To me the bigger question is why the hell don't they sell a 1x GPU board designed for PhysX. There are many of us I'm sure that don't have dual x16 boards that would be happy to buy an Nvidia chip just to add PhysX but screwing us over by disabling PhysX support if it detects an AMD GPU is just stupid, especially since that pretty much kills any point of having Nvidia on AMD with nearly all AMD boards having Radeon IGPs now. If they want to sell more GPUs a 1x board dedicated to PhysX would probably sell like hotcakes for those of us on AMD platforms.
Personally until they quit screwing us with the drivers I'll keep using Nvidia for strictly HTPCs (you can get a Geforce 210 for like $20 after MIR) and for those that want to game on the cheap sticking with the HD4850 (can't beat 256 bit pipeline for $60 refurb, and makes a cheap crossfire monster) or the HD5770.
ACs don't waste your time replying, your posts are never seen by me.
It's anecdotal, to be sure... All I can tell you is that when I have tons of windows open on Win7, then switching to old ones takes a while to repaint (and it's quite noticeable). With few windows open, it's effectively instantaneous (i.e presumably within a few VSYNCs). And, no offense taken, but I absolutely do want high-performance tab/window switching in my desktop applications. If I don't have to wait for contents to be repainted, then I don't want to.
And yes, I'm quite well aware that transfers from system memory to the GPU (or any other device) over PCIe are plenty fast for desktop normal operations. That's why I suspect the framebuffer size, rather than bandwidth to/from system memory, is the limiting factor. It's the only resource that would be approaching its limit with a huge number of windows open.
Other anecdotal point, WinXP doesn't show this same behavior with similar numbers of windows. Haven't had a chance to play with compiz or OSX, so I cannot comment on those.

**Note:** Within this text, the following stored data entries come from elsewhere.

PR #17536, opened 2022-10-13
fix: Fixed check for duplicate JSObject names in an application page

### LINKED ISSUE #13692: [Bug]-[400]:error js function already exists after deleting

### Description

to quote the user:
"It seems that the JS objects cache the functions you create, and there's no way to clear that cache.  I got an error that one of my controller functions already exists, even though I deleted it a while ago.  When I tried to delete and recreate the controller, it started saying that all the functions already existed, and the entire page started glitching.  I was able to get around this by cloning the page and deleting the old one, but this bug seems like something we'd want to fix."

### Steps To Reproduce

I was not able to reproduce this issue. Just posting here as reported by the user.

### Public Sample App

_No response_

### Version

Cloud

### LINKED ISSUE #14755: [Bug]: 400 error is returned on a newly defined JS function name

### Description

A newly defined function displays a message stating object and function name combination already exists when it does not.

### Steps To Reproduce

1. Go to app at [this](https://release.app.appsmith.com/app/scratch-pad/automation-test-cases-62987963c43c3d0bd6572185/edit/jsObjects/62b3f8abdd56222d3f8039b0?editName=false) location and observe the toast message and the browser logs display error for a newly defined function

image

### Public Sample App

_No response_

### Version

Cloud

## Test Plan
- [ ] [[Test Case]: verify that there is no 400 error appear on defining a new JS function name](https://github.com/appsmithorg/TestSmith/issues/1925)

Front logo [Front conversations](https://app.frontapp.com/open/top_5rtvw)

nidhi-nair:
## Description

Server side was allowing JS collection names to be duplicated in an app that took Appsmith apps to an inconsistent state. This PR fixes the logic for these checks.

Reproduction:
1. Create a new app, and open this app in another tab as well
2. Create a new JSObject in tab 1
3. Try to create a new JSObject in tab2. An error is seen on the page
4. Refresh the page
5. The app shows two JSObjects on the same name, but one of them won't have functions in the run dropdown.

Fixes #13692 
Fixes #14755

## Type of change

## How Has This Been Tested?
- JUnit test
- Manually tested

## Checklist:

### DIFF
--- a/app/server/appsmith-server/src/test/java/com/appsmith/server/services/LayoutActionServiceTest.java
+++ b/app/server/appsmith-server/src/test/java/com/appsmith/server/services/LayoutActionServiceTest.java
@@ -1,8 +1,10 @@
 package com.appsmith.server.services;
 
 import com.appsmith.external.models.ActionConfiguration;
+import com.appsmith.external.models.ActionDTO;
 import com.appsmith.external.models.Datasource;
 import com.appsmith.external.models.DatasourceConfiguration;
+import com.appsmith.external.models.PluginType;
 import com.appsmith.external.models.Property;
 import com.appsmith.server.constants.FieldName;
 import com.appsmith.server.domains.Application;
@@ -10,11 +12,9 @@ import com.appsmith.server.domains.GitApplicationMetadata;
 import com.appsmith.server.domains.Layout;
 import com.appsmith.server.domains.NewAction;
 import com.appsmith.server.domains.Plugin;
-import com.appsmith.external.models.PluginType;
 import com.appsmith.server.domains.User;
 import com.appsmith.server.domains.Workspace;
 import com.appsmith.server.dtos.ActionCollectionDTO;
-import com.appsmith.external.models.ActionDTO;
 import com.appsmith.server.dtos.DslActionDTO;
 import com.appsmith.server.dtos.LayoutActionUpdateDTO;
 import com.appsmith.server.dtos.LayoutDTO;
@@ -53,7 +53,6 @@ import reactor.core.publisher.Flux;
 import reactor.core.publisher.Mono;
 import reactor.test.StepVerifier;
 
-import java.io.File;
 import java.util.ArrayList;
 import java.util.HashMap;
 import java.util.List;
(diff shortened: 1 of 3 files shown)


app/server/appsmith-server/src/test/java/com/appsmith/server/services/LayoutActionServiceTest.java
```diff
@@ -544,6 +541,24 @@ public void tableWidgetKeyEscape() {
...
 
+    @Test
+    @WithUserDetails(value = "api_user")
+    public void testIsNameAllowed_withRepeatedActionCollectionName_throwsError() {
+        Mockito.doReturn(Flux.empty()).when(newActionService).getUnpublishedActions(Mockito.any());
+
+        ActionCollectionDTO mockActionCollectionDTO = new ActionCollectionDTO();
+        mockActionCollectionDTO.setName("testCollection");
+
+        Mockito.when(actionCollectionService.getActionCollectionsByViewMode(Mockito.any(), Mockito.anyBoolean()))
```
sondermanish, line 552: just for my info: why not use doReturn here as well, when both are spybeans?

sondermanish (approved):
when using doReturn can same stub be used more than once?

app/server/appsmith-server/src/test/java/com/appsmith/server/services/LayoutActionServiceTest.java
nidhi-nair: I could have, this is a mix of convention plus the fact that the `doReturn` way of mocking a method completely bypasses the stubbed method. I like the when/thenReturn way of doing things better though, because of the type checks and the fact that you have to be aware of all the calls being made inside the method in case of spies. It is easier to catch edge cases like that. Does that make sense?

Rhitottam:
/perf-test ref=rhito/feat/compare-with-lt-standard-deviation-for-regression

Testing new fixes to perf-infra tests

Rhitottam:
/perf-test ref=rhito/feat/compare-with-lt-standard-deviation-for-regression

Rhitottam:
/perf-test ref=rhito/feat/compare-with-lt-standard-deviation-for-regression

My *nix usage is generally limited to remote connections over NX, VNC, or just a remote xterm.
"onward!" cried the copper man, little knowing brass corrupts...
In fairness to Intel, if you need pure bang, particularly if it is necessary that said bang be delivered to a single-threaded application, AMD has nothing on them.
However, as you say, AMD has plenty of more-than-fast-enough offerings that are dirt cheap, and tend to be supported by slightly cheaper motherboards. Given that many modern games tend to be GPU bound much of the time, gamers on budgets are generally pretty well served by cheaping out a bit on the CPU and going up a model or two on the GPU side. Since NVIDIA sells no CPUs(barring Tegra, which is irrelevant here) and no longer has a chipset business worthy of note, they'd be fools not to try to scoop up the "good enough AMD rig and enough cash left over for a slightly ludicrous video card" demographic.
Now, given Intel's strength, they aren't about to cancel SLI support on intel, despite being fucked over on the chipset side; but ignoring AMD doesn't make much sense.